Intestinal viral diseases are common during the late spring and early summer in Taiwan but usually pass without leaving fatalities. According to Dr Wang, at any time some 30 per cent of the population will have enterovirus in their bodies but in most cases it does not cause illness. It is highly problematic to screen potential victims of these viruses because it is impossible to tell which people will be affected by them in a serious or lethal way.

This virus, or combination of viruses, is hitting the very young because they have not developed the immunity which builds up in older people. Of the 145 patients admitted to hospital, 20 per cent have died and 65 were discharged.

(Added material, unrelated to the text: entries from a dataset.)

PR #41, opened 2016-12-21
Contextual edit checks

chrisandreae:


lib/view_model.rb
```diff
@@ -33,6 +33,14 @@ def view_name=(name)
       @view_name = name
     end
 
+    def debug_name=(name)
```
chrisandreae: please comment these with their purpose

lib/view_model.rb
```diff
@@ -212,6 +227,10 @@ def visible!(context: self.class.new_serialize_context)
     end
   end
 
+  def context_for_update(deserialize_context:)
```
chrisandreae: Please explain this in a comment: what kind of update is the context used for, when might you override this?

lib/view_model/active_record/update_operation.rb
```diff
@@ -158,6 +163,15 @@ def run!(deserialize_context:)
         end
       end
 
+      if self.released_children.present?
+        debug "-> #{debug_name}: Checking released children permissions"
+        self.released_children.reject(&:claimed?).each do |released_child|
```
chrisandreae: But can't a different subtree claim these children, before the entire process finishes?

lib/view_model/active_record/update_context.rb
```diff
@@ -3,18 +3,31 @@
 # the mechanism by which it is applied to models.
 class ViewModel::ActiveRecord
   class UpdateContext
+    attr_reader :referenced_update_data # TODO: eeeep
+
     ReleaseEntry = Struct.new(:viewmodel, :association_data) do
```
chrisandreae: Use of this class has escaped this file. Do you think that's enough reason to give it its own file?

lib/view_model/deserialize_context.rb
```diff
@@ -5,6 +5,7 @@ class DeserializeContext
     private :parent_context, :parent_viewmodel
 
     def initialize(*)
+      @type_contexts = {}
```
chrisandreae: Naming is hard. But this name is so abstract it could mean almost anything.

lib/view_model.rb
```diff
@@ -219,6 +219,12 @@ def visible!(context: self.class.new_serialize_context)
     end
   end
 
+  def begin_update(deserialize_context:)
```
chrisandreae: "`# Give models a chance to interact with the context`"

PR #42, opened 2016-12-21
Delete check in run

thefloweringash:


chrisandreae:
by the way, what was the point of `debug_name`? When's it different from `view_name`?

PR #43, opened 2016-12-22
Reduce metaprogramming required for attribute serializers/deserializers

chrisandreae:
Simplify attribute serializers/deserializers to make it easier to extend on the other side of the app/library boundary.


chrisandreae:
Todo here: drop `acts_as_enum` from VM::AR, update tests.

lib/view_model.rb
```diff
@@ -49,6 +53,15 @@ def attribute(attr, **args)
       _attributes << attr
     end
 
+    # An abstract viewmodel may want to define attributes to be shared by their
+    # subclasses. Redefine `_attributes` to close over the current class's
+    # _attributes and ignore children.
+    def lock_attribute_inheritance
+      _attributes.tap do |attrs|
+        define_singleton_method(:_attributes) { attrs }
```
thefloweringash: As discussed, since the `_attributes` return value is shared among subclasses, the result should be immutable.

diff --git a/lib/view_model.rb b/lib/view_model.rb
index 6a3b87e..0433c33 100644
--- a/lib/view_model.rb
+++ b/lib/view_model.rb
@@ -59,6 +59,7 @@ class ViewModel
     def lock_attribute_inheritance
       _attributes.tap do |attrs|
         define_singleton_method(:_attributes) { attrs }
+        attrs.freeze
       end
     end

chrisandreae: done

PR #46, opened 2017-01-10
Rename `_` prefix on viewmodel meta-attributes to `$`

chrisandreae:
To resolve conflict with ElasticSearch metadata.

### DIFF
--- a/lib/view_model.rb
+++ b/lib/view_model.rb
@@ -4,11 +4,11 @@ require 'jbuilder'
 require 'deep_preloader'
 
 class ViewModel
-  REFERENCE_ATTRIBUTE = "_ref"
+  REFERENCE_ATTRIBUTE = "$ref"
   ID_ATTRIBUTE        = "id"
-  TYPE_ATTRIBUTE      = "_type"
-  VERSION_ATTRIBUTE   = "_version"
-  NEW_ATTRIBUTE       = "_new"
+  TYPE_ATTRIBUTE      = "$type"
+  VERSION_ATTRIBUTE   = "$version"
+  NEW_ATTRIBUTE       = "$new"
 
   class << self
     attr_accessor :_attributes
--- a/lib/view_model/active_record.rb
+++ b/lib/view_model/active_record.rb
@@ -12,7 +12,7 @@ class ViewModel::ActiveRecord < ViewModel::Record
   # Defined before requiring components so components can refer to them at parse time
 
   # for functional updates
-  FUNCTIONAL_UPDATE_TYPE = "_update"
+  FUNCTIONAL_UPDATE_TYPE = "$update"
   ACTIONS_ATTRIBUTE      = "actions"
   VALUES_ATTRIBUTE       = "values"
   BEFORE_ATTRIBUTE       = "before"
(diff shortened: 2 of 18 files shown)


thefloweringash:
@chrisandreae is this PR in a state to be reviewed?

chrisandreae:
now that it's properly rebased, yes. Note that it's against `nested-routes-has-many-through`

chrisandreae:
Should we still do this, given we're not planning on (immediately) storing viewmodels directly in ElasticSearch? If we want to keep the door open to do that in the future, we should make this change before creating any mobile clients.

chrisandreae:
I couldn't decide before. It's a very small change, just requires some time to shepherd it through the release process on all three projects. However, as we're using ES now, it's entirely unnecessary. But if we don't do it, release a mobile client, and then decide we need to put viewmodels into elasticsearch in the future (for example if we give up on using Chewy), then we've locked ourselves in in a really nasty way.

thefloweringash:
How sad would you be if both ends implemented request middleware that distinguished `$` and `_` modes? 

Starting state: server writes with `_`, client writes with `_`.
1. Make server and client accept either
2. Wait an update period
3. Release a server and client that writes as `$`
4. Wait an update period
5. Drop support for `_` in both
6. ???
7. Profit.

It's a pain, but the lock-in is smaller if we're happy to assume that we have well defined update periods.

chrisandreae:
I think what makes me more sad is that despite having a web app with near instant deployments, and live editing, so there should never be more than a moment or so of client side unsaved data, we've managed to get into a mobile-like situation where users have long running copies of old code that we feel we have to support and few tools to ensure upgrades (I.e refresh) occur.

chrisandreae:
Thinking a bit more about it, it's also that there's a time balance. Will end users get disrupted? Only editors? Is it worth a day or so of dev time to save maybe 30 seconds of reload frustration each for five editors? Would any of the middleware scaffolding be useful for other purposes later, or would it only contribute to this specific change?

thefloweringash:
> Thinking a bit more about it, it's also that there's a time balance. Will end users get disrupted? Only editors? Is it worth a day or so of dev time to save maybe 30 seconds of reload frustration each for five editors? Would any of the middleware scaffolding be useful for other purposes later, or would it only contribute to this specific change?

Was only proposing a migration for this particular change that had the least inconvenience for users. If it's only editors, then sure, let's just cause some disruption and apologise. I'm always thinking a little of the long term though, in which we have end users using our app and don't want them to see error messages, _even if_ reloading is the solution.

chrisandreae:
Yeah, that long term scares me, which is in part why I'm pushing for adding as much clever handling and graceful fallback and automatic reloading when there aren't any local changes (or attempt to persist local changes, reload, then extract) and so on, just so that we can safely push changes without the end user experience being "oh shit, I saw one of those huge pink error screens"

chrisandreae:
but if we're going to spend any days on making migrations nicer, let's spend it on things in the above, rather than hacks to smooth over specific individual changes

chrisandreae:
We came up with a nicer way to build ES representations without Chewy; we're now unlikely to ever want to store full views there.

PR #49, opened 2017-01-23
Clean up ruby linter warnings.

chrisandreae:


lib/view_model.rb
```diff
@@ -42,7 +42,7 @@ def debug_name=(name)
     end
 
     def debug_name
-      @debug_name || view_name
+      instance_variable_defined?(:@debug_name) ? @debug_name : view_name
```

The first fatality occurred on 15 May in the centre of Taiwan. Other deaths and reports of viral infection soon flowed in. Nursery schools across the country shut their doors to avoid the spread of infection. Parents were warned not to take their children to crowded places and to be extra vigilant about personal hygiene.

The initial panic has been brought under control but parents and child care workers remain vigilant. "Parents are very worried," says Yen Su- Chen, the principal of the Weili Kindergarten in Taipei. "They ask me how they should handle this." She tells them to make sure their children wash their hands and if they show the slightest signs of illness, not to bring them to the nursery. Two children out of the 76 attending the kindergarten have been affected, though there have been no fatalities.

Parents arriving to collect their children from Weili yesterday evening were taking no chances. Chao Chuen says that she is not relying on the government to solve the problem. "We must do what is necessary ourselves," she says.

Apparent government inaction is stirring up a political storm, which the active opposition parties are quick to exploit. An editorial in the usually pro-government China Times said that the government "has failed to come up with an effective and concrete package to calm down panic- stricken parents and stop the spread of the virus".

At first the government sought to calm fears by suggesting that the outbreak was not serious. It then promised that it would end quickly. The public was not convinced.

"People are not satisfied with what we have done," concedes Dr Wang, but he asks what they expect to be done in stopping the spread of an unknown virus with no known antidote.

The only comfort to be drawn from this viral epidemic, according to Dr Parashar, is that outbreaks of this kind do not tend to last very long. If it turns out to be the enterovirus type 71, and it follows the pattern established in Malaysia last year, he says, it should go away soon.

Meanwhile practically every day brings news of at least one new fatality. The unease is growing and small children are seen much less frequently in public places.

Houses are being cleaned as they have never been cleaned before. Even though precautions are being taken, the uncertainty about the disease looms ominously over Taiwan, which has had its share of typhoid, cholera and denge fever outbreaks, all of which caused fatalities. However, when those epidemics came around, doctors at least knew what they were dealing with.